*Task goal*. All of the data below is to be written out again exactly.

*Available data*.
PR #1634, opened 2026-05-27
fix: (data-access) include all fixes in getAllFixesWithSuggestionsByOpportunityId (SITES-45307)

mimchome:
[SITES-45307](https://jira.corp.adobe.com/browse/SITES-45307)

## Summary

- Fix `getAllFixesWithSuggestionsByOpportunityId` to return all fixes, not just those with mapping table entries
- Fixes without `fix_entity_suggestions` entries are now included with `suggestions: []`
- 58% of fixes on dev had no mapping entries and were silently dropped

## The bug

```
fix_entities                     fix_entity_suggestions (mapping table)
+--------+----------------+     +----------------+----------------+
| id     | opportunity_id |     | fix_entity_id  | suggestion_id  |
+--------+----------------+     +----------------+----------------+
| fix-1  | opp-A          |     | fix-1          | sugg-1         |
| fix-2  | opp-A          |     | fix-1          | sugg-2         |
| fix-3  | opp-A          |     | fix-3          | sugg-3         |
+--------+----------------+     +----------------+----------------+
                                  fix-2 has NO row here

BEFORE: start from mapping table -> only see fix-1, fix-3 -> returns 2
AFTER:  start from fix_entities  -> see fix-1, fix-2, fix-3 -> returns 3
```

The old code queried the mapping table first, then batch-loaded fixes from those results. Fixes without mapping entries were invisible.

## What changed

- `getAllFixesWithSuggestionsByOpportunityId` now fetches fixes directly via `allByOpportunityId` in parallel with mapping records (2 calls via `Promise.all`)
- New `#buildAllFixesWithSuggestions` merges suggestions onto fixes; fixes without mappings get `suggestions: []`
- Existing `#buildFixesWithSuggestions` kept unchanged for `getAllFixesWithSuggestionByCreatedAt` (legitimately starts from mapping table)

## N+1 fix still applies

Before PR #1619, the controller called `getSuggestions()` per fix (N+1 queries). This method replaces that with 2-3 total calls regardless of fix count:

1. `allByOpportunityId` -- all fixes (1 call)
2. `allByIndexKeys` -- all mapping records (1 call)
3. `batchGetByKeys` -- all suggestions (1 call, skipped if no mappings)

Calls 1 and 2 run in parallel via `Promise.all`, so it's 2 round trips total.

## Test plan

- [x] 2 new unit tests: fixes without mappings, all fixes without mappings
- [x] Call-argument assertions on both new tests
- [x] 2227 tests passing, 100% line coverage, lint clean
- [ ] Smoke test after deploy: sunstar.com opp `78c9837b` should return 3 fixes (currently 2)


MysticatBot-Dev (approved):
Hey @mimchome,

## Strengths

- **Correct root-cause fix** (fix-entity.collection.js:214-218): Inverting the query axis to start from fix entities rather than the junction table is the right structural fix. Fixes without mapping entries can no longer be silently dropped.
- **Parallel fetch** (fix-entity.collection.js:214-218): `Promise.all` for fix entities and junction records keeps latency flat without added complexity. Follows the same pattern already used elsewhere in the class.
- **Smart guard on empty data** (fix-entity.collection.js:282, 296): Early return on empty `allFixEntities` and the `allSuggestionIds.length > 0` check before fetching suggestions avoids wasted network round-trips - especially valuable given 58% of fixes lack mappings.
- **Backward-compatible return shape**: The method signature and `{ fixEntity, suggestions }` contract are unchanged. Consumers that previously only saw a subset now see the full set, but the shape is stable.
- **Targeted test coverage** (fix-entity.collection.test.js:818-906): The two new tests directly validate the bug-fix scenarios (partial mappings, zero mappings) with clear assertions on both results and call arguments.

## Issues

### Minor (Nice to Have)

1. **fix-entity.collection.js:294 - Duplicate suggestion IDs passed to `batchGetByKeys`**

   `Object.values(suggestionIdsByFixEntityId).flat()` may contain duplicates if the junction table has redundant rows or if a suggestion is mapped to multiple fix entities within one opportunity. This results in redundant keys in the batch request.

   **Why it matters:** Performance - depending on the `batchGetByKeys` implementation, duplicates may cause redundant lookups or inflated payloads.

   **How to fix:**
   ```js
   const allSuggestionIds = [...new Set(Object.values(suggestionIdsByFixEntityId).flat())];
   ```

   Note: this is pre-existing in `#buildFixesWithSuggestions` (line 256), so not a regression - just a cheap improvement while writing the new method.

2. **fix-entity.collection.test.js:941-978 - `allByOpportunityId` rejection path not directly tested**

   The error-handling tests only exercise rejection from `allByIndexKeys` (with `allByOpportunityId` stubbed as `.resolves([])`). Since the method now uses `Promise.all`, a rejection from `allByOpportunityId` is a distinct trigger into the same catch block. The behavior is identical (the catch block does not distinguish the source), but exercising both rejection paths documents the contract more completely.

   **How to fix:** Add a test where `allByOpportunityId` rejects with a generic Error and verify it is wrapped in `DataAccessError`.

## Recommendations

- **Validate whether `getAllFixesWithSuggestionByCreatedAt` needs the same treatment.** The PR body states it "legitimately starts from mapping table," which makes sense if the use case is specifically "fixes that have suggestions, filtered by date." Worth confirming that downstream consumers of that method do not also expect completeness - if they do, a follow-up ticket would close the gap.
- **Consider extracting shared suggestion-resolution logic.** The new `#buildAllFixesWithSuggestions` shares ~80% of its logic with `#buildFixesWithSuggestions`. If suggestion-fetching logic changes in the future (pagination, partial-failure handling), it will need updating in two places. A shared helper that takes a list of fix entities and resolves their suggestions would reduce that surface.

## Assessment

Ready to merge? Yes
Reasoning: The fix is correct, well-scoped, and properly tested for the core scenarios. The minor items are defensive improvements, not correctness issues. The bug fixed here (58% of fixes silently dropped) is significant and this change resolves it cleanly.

*Task answer*.
PR #1634, opened 2026-05-27
fix: (data-access) include all fixes in getAllFixesWithSuggestionsByOpportunityId (SITES-45307)

mimchome:
[SITES-45307](https://jira.corp.adobe.com/browse/SITES-45307)

## Summary

- Fix `getAllFixesWithSuggestionsByOpportunityId` to return all fixes, not just those with mapping table entries
- Fixes without `fix_entity_suggestions` entries are now included with `suggestions: []`
- 58% of fixes on dev had no mapping entries and were silently dropped

## The bug

```
fix_entities                     fix_entity_suggestions (mapping table)
+--------+----------------+     +----------------+----------------+
| id     | opportunity_id |     | fix_entity_id  | suggestion_id  |
+--------+----------------+     +----------------+----------------+
| fix-1  | opp-A          |     | fix-1          | sugg-1         |
| fix-2  | opp-A          |     | fix-1          | sugg-2         |
| fix-3  | opp-A          |     | fix-3          | sugg-3         |
+--------+----------------+     +----------------+----------------+
                                  fix-2 has NO row here

BEFORE: start from mapping table -> only see fix-1, fix-3 -> returns 2
AFTER:  start from fix_entities  -> see fix-1, fix-2, fix-3 -> returns 3
```

The old code queried the mapping table first, then batch-loaded fixes from those results. Fixes without mapping entries were invisible.

## What changed

- `getAllFixesWithSuggestionsByOpportunityId` now fetches fixes directly via `allByOpportunityId` in parallel with mapping records (2 calls via `Promise.all`)
- New `#buildAllFixesWithSuggestions` merges suggestions onto fixes; fixes without mappings get `suggestions: []`
- Existing `#buildFixesWithSuggestions` kept unchanged for `getAllFixesWithSuggestionByCreatedAt` (legitimately starts from mapping table)

## N+1 fix still applies

Before PR #1619, the controller called `getSuggestions()` per fix (N+1 queries). This method replaces that with 2-3 total calls regardless of fix count:

1. `allByOpportunityId` -- all fixes (1 call)
2. `allByIndexKeys` -- all mapping records (1 call)
3. `batchGetByKeys` -- all suggestions (1 call, skipped if no mappings)

Calls 1 and 2 run in parallel via `Promise.all`, so it's 2 round trips total.

## Test plan

- [x] 2 new unit tests: fixes without mappings, all fixes without mappings
- [x] Call-argument assertions on both new tests
- [x] 2227 tests passing, 100% line coverage, lint clean
- [ ] Smoke test after deploy: sunstar.com opp `78c9837b` should return 3 fixes (currently 2)


MysticatBot-Dev (approved):
Hey @mimchome,

## Strengths

- **Correct root-cause fix** (fix-entity.collection.js:214-218): Inverting the query axis to start from fix entities rather than the junction table is the right structural fix. Fixes without mapping entries can no longer be silently dropped.
- **Parallel fetch** (fix-entity.collection.js:214-218): `Promise.all` for fix entities and junction records keeps latency flat without added complexity. Follows the same pattern already used elsewhere in the class.
- **Smart guard on empty data** (fix-entity.collection.js:282, 296): Early return on empty `allFixEntities` and the `allSuggestionIds.length > 0` check before fetching suggestions avoids wasted network round-trips - especially valuable given 58% of fixes lack mappings.
- **Backward-compatible return shape**: The method signature and `{ fixEntity, suggestions }` contract are unchanged. Consumers that previously only saw a subset now see the full set, but the shape is stable.
- **Targeted test coverage** (fix-entity.collection.test.js:818-906): The two new tests directly validate the bug-fix scenarios (partial mappings, zero mappings) with clear assertions on both results and call arguments.

## Issues

### Minor (Nice to Have)

1. **fix-entity.collection.js:294 - Duplicate suggestion IDs passed to `batchGetByKeys`**

   `Object.values(suggestionIdsByFixEntityId).flat()` may contain duplicates if the junction table has redundant rows or if a suggestion is mapped to multiple fix entities within one opportunity. This results in redundant keys in the batch request.

   **Why it matters:** Performance - depending on the `batchGetByKeys` implementation, duplicates may cause redundant lookups or inflated payloads.

   **How to fix:**
   ```js
   const allSuggestionIds = [...new Set(Object.values(suggestionIdsByFixEntityId).flat())];
   ```

   Note: this is pre-existing in `#buildFixesWithSuggestions` (line 256), so not a regression - just a cheap improvement while writing the new method.

2. **fix-entity.collection.test.js:941-978 - `allByOpportunityId` rejection path not directly tested**

   The error-handling tests only exercise rejection from `allByIndexKeys` (with `allByOpportunityId` stubbed as `.resolves([])`). Since the method now uses `Promise.all`, a rejection from `allByOpportunityId` is a distinct trigger into the same catch block. The behavior is identical (the catch block does not distinguish the source), but exercising both rejection paths documents the contract more completely.

   **How to fix:** Add a test where `allByOpportunityId` rejects with a generic Error and verify it is wrapped in `DataAccessError`.

## Recommendations

- **Validate whether `getAllFixesWithSuggestionByCreatedAt` needs the same treatment.** The PR body states it "legitimately starts from mapping table," which makes sense if the use case is specifically "fixes that have suggestions, filtered by date." Worth confirming that downstream consumers of that method do not also expect completeness - if they do, a follow-up ticket would close the gap.
- **Consider extracting shared suggestion-resolution logic.** The new `#buildAllFixesWithSuggestions` shares ~80% of its logic with `#buildFixesWithSuggestions`. If suggestion-fetching logic changes in the future (pagination, partial-failure handling), it will need updating in two places. A shared helper that takes a list of fix entities and resolves their suggestions would reduce that surface.

## Assessment

Ready to merge? Yes
Reasoning: The fix is correct, well-scoped, and properly tested for the core scenarios. The minor items are defensive improvements, not correctness issues. The bug fixed here (58% of fixes silently dropped) is significant and this change resolves it cleanly.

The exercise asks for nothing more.